[[ Given records, beginning ]]

PR #4398, opened 2016-01-29
Fix #4397 migration of molgenisUser from older molgenis versions

### LINKED ISSUE #4397: migration from 1.8.1 to 1.16 fails because of changes in the JPA entities
Because the description for the password field was changed between 1.8 and 1.15 the migration fails when starting out from this version.

MOLGENIS will complain about the attempt to change metadata for the password field on startup.

bartcharbon:
manual execution of this added line of SQL proved to work on a server.


molgenis-data-migrate/src/main/java/org/molgenis/migrate/version/v1_16/Step26migrateJpaBackend.java
```diff
@@ -53,6 +53,9 @@ public void upgrade()
 		jdbcTemplate.update("INSERT INTO entities_attributes (`order`, `fullName`, `attributes`) VALUES (?, ?, ?)", 22,
 				"MolgenisUser", languageCode);
 
+		jdbcTemplate.update(
```
dennishendriksen: Can you add a comment pointing to the GitHub issue?

dennishendriksen:
test this please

[[ Given records, end ]]

## Work task
In the records above, count the lines that contain the word "migration" and state only that count.

## Answer below
3